Start of Block

PR #9517, opened 2018-06-08
fix(constructor): set the username, the password and the database via constructor options

ducky-hong:
### Pull Request check-list

### Description of change

The [document](http://docs.sequelizejs.com/class/lib/sequelize.js~Sequelize.html#instance-constructor-constructor) says that the username, the password and the database can be passed as options with URL. (e.g. `new Sequelize('mysql://localhost:3306', { database, username, password })`)  
But the current behavior does not honour these fields in options. This PR allows to pass these fields as options.

### DIFF
--- a/lib/sequelize.js
+++ b/lib/sequelize.js
@@ -195,14 +195,10 @@ class Sequelize {
 
     this._setupHooks(options.hooks);
 
-    if (['', null, false].indexOf(config.password) > -1 || typeof config.password === 'undefined') {
-      config.password = null;
-    }
-
     this.config = {
-      database: config.database,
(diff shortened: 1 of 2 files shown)


lib/sequelize.js
```diff
@@ -200,9 +200,9 @@ class Sequelize {
     }
```
sushantdhiman: Line 198, which looks like a complex empty check can be removed now,  just having this should work

```js
password: config.password || this.options.password || null
```

ducky-hong: I removed the empty check of the password.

End of Block

With no word added or dropped, repeat the entire listing.

PR #9517, opened 2018-06-08
fix(constructor): set the username, the password and the database via constructor options

ducky-hong:
### Pull Request check-list

### Description of change

The [document](http://docs.sequelizejs.com/class/lib/sequelize.js~Sequelize.html#instance-constructor-constructor) says that the username, the password and the database can be passed as options with URL. (e.g. `new Sequelize('mysql://localhost:3306', { database, username, password })`)  
But the current behavior does not honour these fields in options. This PR allows to pass these fields as options.

### DIFF
--- a/lib/sequelize.js
+++ b/lib/sequelize.js
@@ -195,14 +195,10 @@ class Sequelize {
 
     this._setupHooks(options.hooks);
 
-    if (['', null, false].indexOf(config.password) > -1 || typeof config.password === 'undefined') {
-      config.password = null;
-    }
-
     this.config = {
-      database: config.database,
(diff shortened: 1 of 2 files shown)


lib/sequelize.js
```diff
@@ -200,9 +200,9 @@ class Sequelize {
     }
```
sushantdhiman: Line 198, which looks like a complex empty check can be removed now,  just having this should work

```js
password: config.password || this.options.password || null
```

ducky-hong: I removed the empty check of the password.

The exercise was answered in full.